PR #293, opened 2024-08-17
Only update default colors when needed, and `update()` when it's done

### LINKED ISSUE #291: [Bug] Resetting text size (Ctrl+0) while already at default text size crashes terminal
If you use Ctrl+0 without changing the text size, or after changing it and then changing it back to normal text size crashes the terminal window.

MoSal:
With commit 7c5d5440e5a560238de3666d7ead6970477a7dd6, it became
 possible that `update_colors()` may run without being immediately
 followed by an `update()`. But `update_colors()` creates a new
 `metadata_set`, which means `attr_list` may now contain out-of-date
 metadata indices to the old cleared `metadata_set`.

With this commit:
     * A `metadata_set` is only cleared and recreated in `update_colors()`
       if default colors have actually changed.
     * A `bool` is returned and set it to `true` from `update_colors()` if
       a color update happened.
     * An `update()` is run if we get a `true` from `update_colors()`.
     * And finally, `update_colors()` is renamed to
       `update_default_colors()`.

 Fixes #291.

### DIFF
--- a/src/terminal.rs
+++ b/src/terminal.rs
@@ -580,31 +580,39 @@ impl Terminal {
             }
         }
 
-        //TODO: this is done on every set_config because the changed boolean above does not capture
+        // NOTE: this is done on every set_config because the changed boolean above does not capture
         // WINDOW_BG changes
-        self.update_colors(config);
+        let default_colors_updated = self.update_default_colors(config);
 
         if update_cell_size {
             self.update_cell_size();
-        } else if update {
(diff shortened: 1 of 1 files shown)


MoSal:
Just to note, I don't see the panic from #291, and I don't know the issue 7c5d5440e5a560238de3666d7ead6970477a7dd6 fixed. But I think the fix here is logically sound.

jackpot51 (approved):

Issue #227, opened 2024-06-17
Changing text size causes cosmic-term to freeze/lag


tobyrg:
Using the shortcuts or manually changing the text size cosmic-term will hang/freeze/lag for a second.

GrownPlanet:
This seems to happen every time `App::save_config` is called.
this are some results of my rather primitive testing:
```
App::update_config took 0 ms // happened at start-up
// happens when I zoom in/ out, change font size or font, ...
App::update_config took 2 ms
App::update_config took 11 ms
App::update_config took 5 ms
App::update_config took 5 ms
App::update_config took 12 ms
App::update_config took 5 ms
App::update_config took 4 ms
```

PR #302, opened 2024-08-20
Zoom per tab/pane & skip writing config to fs when zooming -  considerable perf improvement when zooming

l-const:
### Before:

1.  Zooming is applied to all panes at the same time
2. Considerate amount of lag due to  the known issue when updating the config in the filesystem ( using an old SATA  Samsung SSD 840: https://www.samsung.com/us/business/support/owners/product/840-evo-series-250gb/ , maybe with an NVME with 5x write speed it is not noticable for others.)

You can observe the lag in the video: 

https://github.com/user-attachments/assets/4895faba-61c7-47f1-ae1c-2f786d3b67c0

### After

1. Zooming is applied in the active pane(entity).
2. It is really snappy.

https://github.com/user-attachments/assets/3df89562-0af8-4d94-9f75-02ae78337bb5

#### Note: I am still resetting all the panes when changing the default font size from settings adhering to the current behaviour.

https://github.com/user-attachments/assets/531441fb-caa6-4f61-9eed-29c1d56b6032

### DIFF
--- a/src/main.rs
+++ b/src/main.rs
@@ -397,7 +397,6 @@ pub struct App {
     curr_font_weights: Vec<u16>,
     curr_font_stretch_names: Vec<String>,
     curr_font_stretches: Vec<Stretch>,
-    zoom_adj: i8,
     zoom_step_names: Vec<String>,
     zoom_steps: Vec<u16>,
     theme_names_dark: Vec<String>,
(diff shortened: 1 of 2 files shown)


src/main.rs
```diff
@@ -523,6 +535,29 @@ impl App {
         self.update_config()
     }
 
+    fn update_render_active_pane_zoom(&mut self, zoom_message: Message) -> Command<Message> {
+        // skip writing config to fs when zoom in/ out
```
l-const, line 539: skipping saving config when zoomin/zoomout

jackpot51:
I've fixed #227 by efficiently saving config in https://github.com/pop-os/cosmic-term/commit/c4cb09f18394913d8e76d1a336d10241b9b1da65, now this PR needs a rebase.

Issue #297, opened 2024-08-18
Helix-editor rendered incorectly


KoreshKrasa:
helix-editor has rendering issues in cosmic-term
Comparison with alacritty (on the right). Main issue "bar" cursor rendered as block and symbol hides character.
alacritty 0.13.2
![screenshot-2024-08-18-10-56-06](https://github.com/user-attachments/assets/883823e0-a948-4d03-920e-34edef1adfea)
![screenshot-2024-08-18-10-56-28](https://github.com/user-attachments/assets/69ecd4dc-5465-4589-ab8c-9c9152232191)

A-Walrus:
Solved by #306

eduardz1:
> helix-editor has rendering issues in cosmic-term Comparison with alacritty (on the right). Main issue "bar" cursor rendered as block and symbol hides character. alacritty 0.13.2 ![screenshot-2024-08-18-10-56-06](https://github.com/user-attachments/assets/883823e0-a948-4d03-920e-34edef1adfea) ![screenshot-2024-08-18-10-56-28](https://github.com/user-attachments/assets/69ecd4dc-5465-4589-ab8c-9c9152232191)

In these screenshots it's also visible another problem that has been bugging me for a while, full screen apps such as helix are rendered with a border on the bottom and on the right. Is there an issue tracking this? Can it be fixed?

Issue #175, opened 2024-04-08
FR: support changing cursor color and set cursor shape to bar


wiiznokes:
I use `Helix` and this settings doesn't work in cosmic-term but work in other terminal.

ChocolateLoverRaj:
> Up

You don't have to comment, you can just click on the thumbs up emoji.

A-Walrus:
Solved by #306

PR #306, opened 2024-08-23
Add cursor shape support

### LINKED ISSUE #133: [BUG] cosmic-term doesn't respect DECSCUSR change cursor shape
There are escape codes to change cursor shape. These are often used in TUI apps. They currently don't work.

For example, set cursor to bar

```sh
echo -e "\e[5 q"
```
In other terminals (Gnome, kitty, xterm) running these commands makes the cursor turn into a bar.

A-Walrus:
Fixes #133, #175, and #297

[Screencast from 2024-08-23 15-03-47.webm](https://github.com/user-attachments/assets/c0d4a084-1d39-4f2e-b83b-b3c2883400e3)

### DIFF
--- a/src/terminal_box.rs
+++ b/src/terminal_box.rs
@@ -589,28 +589,41 @@ where
         }
 
         // Draw cursor
-        terminal.with_buffer(|buffer| {
+        {
             let cursor = terminal.term.lock().renderable_content().cursor;
             let col = cursor.point.column.0;
             let line = cursor.point.line.0;
+            let color = Color::WHITE; // TODO
+            let width = terminal.size().cell_width;
+            let height = terminal.size().cell_height;
+            let top_left = view_position
+                + Vector::new((col as f32 * width).floor(), (line as f32 * height).floor());
             match cursor.shape {
                 CursorShape::Beam => {
+                    let quad = Quad {
+                        bounds: Rectangle::new(top_left, Size::new(1.0, height)),
+                        ..Default::default()
+                    };
+                    renderer.fill_quad(quad, color);
+                }
+                CursorShape::Underline => {
                     let quad = Quad {
                         bounds: Rectangle::new(
                             view_position
                                 + Vector::new(
-                                    (col as f32 * terminal.size().cell_width).floor(),
-                                    line as f32 * terminal.size().cell_height,
+                                    (col as f32 * width).floor(),
+                                    ((line + 1) as f32 * height).floor(),
                                 ),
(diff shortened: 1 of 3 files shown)


src/terminal_box.rs
```diff
@@ -587,6 +588,46 @@ where
...
+                                    (col as f32 * width).floor(),
+                                    ((line + 1) as f32 * height).floor(),
+                                ),
+                            Size::new(width, 1.0),
+                        ),
+                        ..Default::default()
+                    };
+                    renderer.fill_quad(quad, color);
+                }
+                CursorShape::HollowBlock => {} // TODO not sure when this would even be activated
```
A-Walrus, line 626: It's not one of the options in `DECSCUSR` and I couldn't find much info about it...
https://invisible-island.net/xterm/ctlseqs/ctlseqs.html#h4-Functions-using-CSI-_-ordered-by-the-final-character-lparen-s-rparen:CSI-Ps-SP-q.1D81

leb-kuchen:
```rs
pub enum CursorShape {
    /// Cursor is a block like `▒`.
    #[default]
    Block,

    /// Cursor is an underscore like `_`.
    Underline,

    /// Cursor is a vertical bar `⎸`.
    Beam,

    /// Cursor is a box like `☐`.
    HollowBlock,

    /// Invisible cursor.
    Hidden,
}
```

A-Walrus: Sure, what I'm not sure about is in what case HollowBlock would be selected.

leb-kuchen: It the application overrides the default cursor.

MoSal: @A-Walrus 

You are write to note that no sequence sets this shape.

It's used by alacritty (the app) for unfocused terminals from the looks of it:
https://github.com/alacritty/alacritty/blob/5060f8eeb864e8c304fbad9588bdd882db942356/alacritty/src/display/content.rs#L57-L58

leb-kuchen: I guess eventually there will a config option for setting the cursor shape, though I am not sure whether the UX team likes hollow cursor.

jackpot51: I think it is fine to have HollowBlock not handled yet. The ability to handle underline and beam cursors is already an improvement so I will merge.

jackpot51 (approved):

snaggen:
I see the comment about the HollowBlock, that is used instead of the block cursor when the terminal doesn't have focus.

PR #313, opened 2024-08-27
Fix regression with hidden cursors

A-Walrus:
Fix regression caused by #306 (my bad ;P) where hiding cursor didn't work correctly.

Can be tested with `echo -e "\e[?25l"` which should hide the cursor.


jackpot51 (approved):

nadav26740:
👍🏾GJ

PR #366, opened 2020-05-31
chore: More checks in place

henryiii:
Adding Flake8, bugbear, and a few other tests, including *very* basic MyPy. Check-manifest added but optional (and mostly run by CI only). Fixed a few things that could be confusing.


henryiii:
Added changes to https://github.com/scikit-hep/scikit-hep.github.io/pull/60 as well.

PR #367, opened 2020-06-01
Nino/aghast tutorial

LovelyBuggies:


LovelyBuggies:
Sorry. I have pushed a wrong commit by mistake in the last branch because the things became odd after your new commits. 

But anyway, I fixed it in an awkward way, that is deleting the old branch and pushing the reset to a new branch. Is there any way to reset the remote without deleting the origin branch?

docs/notebooks/BoostHistogramHandsOn.ipynb
```diff
@@ -1 +0,0 @@
-../../notebooks/BoostHistogramHandsOn.ipynb
```
LovelyBuggies, line 1: Have no idea about this :/

LovelyBuggies: Whitespace issue?

henryiii: Different file permissions? Odd, not sure I've seen this show up this way before...

henryiii: I bet if we squash your history, this will go away.

LovelyBuggies: Alright. See how it will be after the squash.

henryiii: I can do a squash and force-push, is that okay?

LovelyBuggies:
@henryiii Henry, it's okay to review. But CI says he cannot find aghast.

henryiii:
I'll fix it. We need to remove aghast and ROOT; this will just be an example of how to save with uproot. The scikit-hep-tutorials will be where Aghast, ROOT, etc. will be.

LovelyBuggies:
> I'll fix it. We need to remove aghast and ROOT; this will just be an example of how to save with uproot.

Okay.

henryiii:
Somehow the simlinks were changed. Anyway, I've refreshed the example and changed it to be pure uproot. boost-histogram is not supposed to be HEP specific, so we definitely can't expect people to spend hours installing ROOT or changing to Conda. :)

A few tips:

* Let's keep examples focused and simple (I removed the string save example); scikit-hep-tutorials can be less focused.
* We need to revisit this when we simplify hist / bh -> uproot
* Let's make sure all checked-in notebooks have no outputs - they get built by the CI
* We may need to update the uproot->bh conversion in scikit-hep-tutorials, I made it much more general (supports flow bins and could support weights)

PR #370, opened 2020-06-03
feat: Adding addition of 0

### LINKED ISSUE #261: Allow adding constants
Consider the following code (from my analysis), which sums up histograms generated in different threads:
```
h_tot = None
for h in generate_histograms():
  if h_tot is None:
    h_tot = h
  else:
    h_tot += h
```
It would be nicer to be able to write it like this (or something similar)
```
h_tot = 0
for h in generate_histograms():
   h_tot = h_tot + h
```
We currently don't allow adding numbers to histograms. So to get this feature, we should allow this. Adding a number to a histogram would only be allowed if that is supported by the underlying accumulator.

henryiii:
Adding with a false-like, such as 0 or None, is now supported. This allows syntax like `sum(histogram_list)` without answering the hard question of what it means to add a constant to a histogram with flow bins and unevenly sized bins. That can be done much more clearly using the view or `[...] =` syntax.

Closes #261.

### DIFF
--- a/.gitignore
+++ b/.gitignore
@@ -69,5 +69,5 @@ compile_commands.json
 # Testing
 /.benchmarks/*
 
-# IDEs
-/.idea
+# PyCharm
+.idea
--- a/CMakeLists.txt
+++ b/CMakeLists.txt
@@ -220,7 +220,7 @@ message(STATUS "boost-histogram ${BOOST_HISTOGRAM_VERSION}")
 
 if(BUILD_TESTING)
 
-    python_import(numpy pytest pytest-benchmark six typing)
+    python_import(numpy pytest pytest-benchmark typing)
 
     # Support for running from build directory
     file(WRITE "${CMAKE_CURRENT_BINARY_DIR}/pytest.ini"
--- a/src/boost_histogram/_internal/hist.py
+++ b/src/boost_histogram/_internal/hist.py
@@ -155,12 +155,25 @@ class BaseHistogram(object):
         return self.view(False)
 
     def __add__(self, other):
-        return self.__class__(self._hist.__add__(other._hist))
+        if hasattr(other, "_hist"):
+            return self.__class__(self._hist.__add__(other._hist))
+        else:
+            retval = self.copy()
+            retval += other
+            return retval
 
     def __iadd__(self, other):
-        self._hist.__iadd__(other._hist)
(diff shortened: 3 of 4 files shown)


henryiii:
@HDembinski, thoughts? Is this fine?

HDembinski:
It is weird that adding None and False also works. Adding 0 makes sense, but why allow the others?

henryiii:
Partially because it is natural in construction (you can just check truthiness, and don't have to require a specific type check; any false-like does not affect the histogram when added - you can have `WeightedSum(0,0)` be false-like an then it would be immediately included). We could do type checks though if it's better to restrict things like `None + hist == hist`.

False will always work, as it's a subclass of integer with value 0 (It was just an integer before Python 2.2 or 2.3, IIRC). `1 + False` is valid Python syntax. As is `1 + True == 2`. `isinstance(False, int)` is True.

HDembinski:
Ok, I understand better now. If the argument to `__radd__` is not another histogram, I would again  push the responsibility to what should happen to the numpy view of the internal storage. This way, we get all the numpy broadcasting rules automatically consistent, including broadcasting of scalars.

The question then again is what should happen with the flow bins. The consistent thing is to include them, since the other operators also work on the flow bins.

henryiii:
Okay, will place on hold until we have more support for operators on views. We need at least addition then for all views. Is it legal to add a double/int to each of the 3 accumulators?

HDembinski:
>  Is it legal to add a double/int to each of the 3 accumulators?

That should work for WeightedSum out of the box, but not for other Mean or WeightedMean.

henryiii:
So Mean and WeightedMean should not support `sum(histogram_list)`?

HDembinski:
They should, but they cannot support addition of constants in general, unless we find a reasonable interpretation of adding a number to a mean. So far, we should only allow the addition of 0, which we define to do nothing.

HDembinski:
You probably already know this:
```
import numpy as np
a = np.zeros(3)
a + 0 # ok
a + False # ok, False interpreted as zero
a + None # Error: unsupported operand type(s) for +: 'float' and 'NoneType'
```
We should also raise an error in case someone adds `None`.

henryiii:
Okay, we should just check for int/float 0 and only allow that, then.

PR #384, opened 2020-07-02
fix: AxesTuple slicing keeps type

### LINKED ISSUE #383: Slices of AxesTuple should return AxesTuple
The `AxesTuple` is lost after slicing, this leads to some unintuitive asymmetries.

```py
import boost_histogram as bh

h = bh.Histogram(bh.axis.Regular(10, 0, 1))
type(h.axes) == "boost_histogram._internal.axistuple.AxesTuple"
type(h.axes[:1]) == "tuple" # should return another AxesTuple

h.axes.centers[:1] # ok
h.axes[:1].centers # bummer, does not work, but should
```

henryiii:
Resolves #383.

feat: Slicing on the tuple before the method call controls the shapes of the result.

Also fills in the aghast outputs (missing previously)

### DIFF
--- a/src/boost_histogram/_internal/axistuple.py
* * * * *
:: What is required ::
Extract, from the material above, each line holding the word "place".

:: Expected answer ::
chore: More checks in place
Okay, will place on hold until we have more support for operators on views. We need at least addition then for all views. Is it legal to add a double/int to each of the 3 accumulators?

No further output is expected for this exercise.